• What you are asked to do: Could you return the entire listing below exactly as written?

• The input:

PR #7153, opened 2018-04-25
[WIP] Fixing CMQE Automation Tests

jawatts:
Updates to tests that are failing. 

{{ pytest: cfme/tests/containers/test_cockpit.py cfme/tests/containers/test_containers_summary.py --use-provider ocp-v3 }}


cfme/containers/provider/__init__.py
```diff
@@ -564,6 +572,14 @@ class ContainerObjectAllBaseView(ProvidersView):
     policy = Dropdown('Policy')
     download = Dropdown('Download')
     toolbar = View.nested(ProviderToolBar)
+    SUMMARY_TEXT = None
+
+    @property
+    def summary_text(self):
+        if isinstance(self.SUMMARY_TEXT, string_types):
```
mshriver: Handle when its None cleanly (unlikely since this is a base view, but possible) by:

`if isinstance(self.SUMMARY_TEXT, (string_types, None))`

cfme/containers/provider/__init__.py
```diff
@@ -616,6 +633,13 @@ def is_displayed(self):
             '{} (Summary)'.format(self.context['object'].name) in self.breadcrumb.active_location
         )
 
+    @property
+    def summary_text(self):
+        if isinstance(self.SUMMARY_TEXT, string_types):
```
mshriver: same as above, handle None cleanly

cfme/tests/containers/test_cockpit.py
```diff
@@ -11,25 +12,35 @@
...
-
-    port_num = ':9090/system'
-    url_cockpit = provider.hostname + port_num
-    view.browser.url = url_cockpit
-    title_pg = view.browser.selenium.title()
-    assert title_pg == 'Cockpit', 'Cockpit main page failed to open'
+    if cockpit:
+        appliance.server.browser.refresh()
+        assert not view.toolbar.web_console.disabled
+        view.toolbar.web_console.click()
```
mshriver: I don't like completely losing the verification that at least the new console tab was opened, and I think this creates some bad assumptions for validation - if the `click()` did open a new tab, the flash widget won't be displayed to call `assert_no_error` against it.

I'm thinking a flow like the following pseudo-code would be a more deterministic verification:
```
view.toolbar.web_console.click()
if provider.version < 3.6:
    assert view.is_displayed  # shouldn't have changed
    view.flash.assert_message('Feature not available/supported')
else:
    assert not view.is_displayed  # browser should be on a different tab now
    assert ':9090/system' in view.browser.url
    assert provider.hostname in view.browser.url  # may not work if the IP is used
    # close the console tab
    assert view.is_displayed
    view.flash.assert_no_error()
```

cfme/common/vm_console.py
```diff
@@ -17,6 +17,51 @@
 from wait_for import wait_for, TimedOutError
 
 
+class ConsoleMixin(object):
+    '''
```
quarckster: **REQUIRED**
Please use double quotes for docstrings.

• Task solution:
PR #7153, opened 2018-04-25
[WIP] Fixing CMQE Automation Tests

jawatts:
Updates to tests that are failing. 

{{ pytest: cfme/tests/containers/test_cockpit.py cfme/tests/containers/test_containers_summary.py --use-provider ocp-v3 }}


cfme/containers/provider/__init__.py
```diff
@@ -564,6 +572,14 @@ class ContainerObjectAllBaseView(ProvidersView):
     policy = Dropdown('Policy')
     download = Dropdown('Download')
     toolbar = View.nested(ProviderToolBar)
+    SUMMARY_TEXT = None
+
+    @property
+    def summary_text(self):
+        if isinstance(self.SUMMARY_TEXT, string_types):
```
mshriver: Handle when its None cleanly (unlikely since this is a base view, but possible) by:

`if isinstance(self.SUMMARY_TEXT, (string_types, None))`

cfme/containers/provider/__init__.py
```diff
@@ -616,6 +633,13 @@ def is_displayed(self):
             '{} (Summary)'.format(self.context['object'].name) in self.breadcrumb.active_location
         )
 
+    @property
+    def summary_text(self):
+        if isinstance(self.SUMMARY_TEXT, string_types):
```
mshriver: same as above, handle None cleanly

cfme/tests/containers/test_cockpit.py
```diff
@@ -11,25 +12,35 @@
...
-
-    port_num = ':9090/system'
-    url_cockpit = provider.hostname + port_num
-    view.browser.url = url_cockpit
-    title_pg = view.browser.selenium.title()
-    assert title_pg == 'Cockpit', 'Cockpit main page failed to open'
+    if cockpit:
+        appliance.server.browser.refresh()
+        assert not view.toolbar.web_console.disabled
+        view.toolbar.web_console.click()
```
mshriver: I don't like completely losing the verification that at least the new console tab was opened, and I think this creates some bad assumptions for validation - if the `click()` did open a new tab, the flash widget won't be displayed to call `assert_no_error` against it.

I'm thinking a flow like the following pseudo-code would be a more deterministic verification:
```
view.toolbar.web_console.click()
if provider.version < 3.6:
    assert view.is_displayed  # shouldn't have changed
    view.flash.assert_message('Feature not available/supported')
else:
    assert not view.is_displayed  # browser should be on a different tab now
    assert ':9090/system' in view.browser.url
    assert provider.hostname in view.browser.url  # may not work if the IP is used
    # close the console tab
    assert view.is_displayed
    view.flash.assert_no_error()
```

cfme/common/vm_console.py
```diff
@@ -17,6 +17,51 @@
 from wait_for import wait_for, TimedOutError
 
 
+class ConsoleMixin(object):
+    '''
```
quarckster: **REQUIRED**
Please use double quotes for docstrings.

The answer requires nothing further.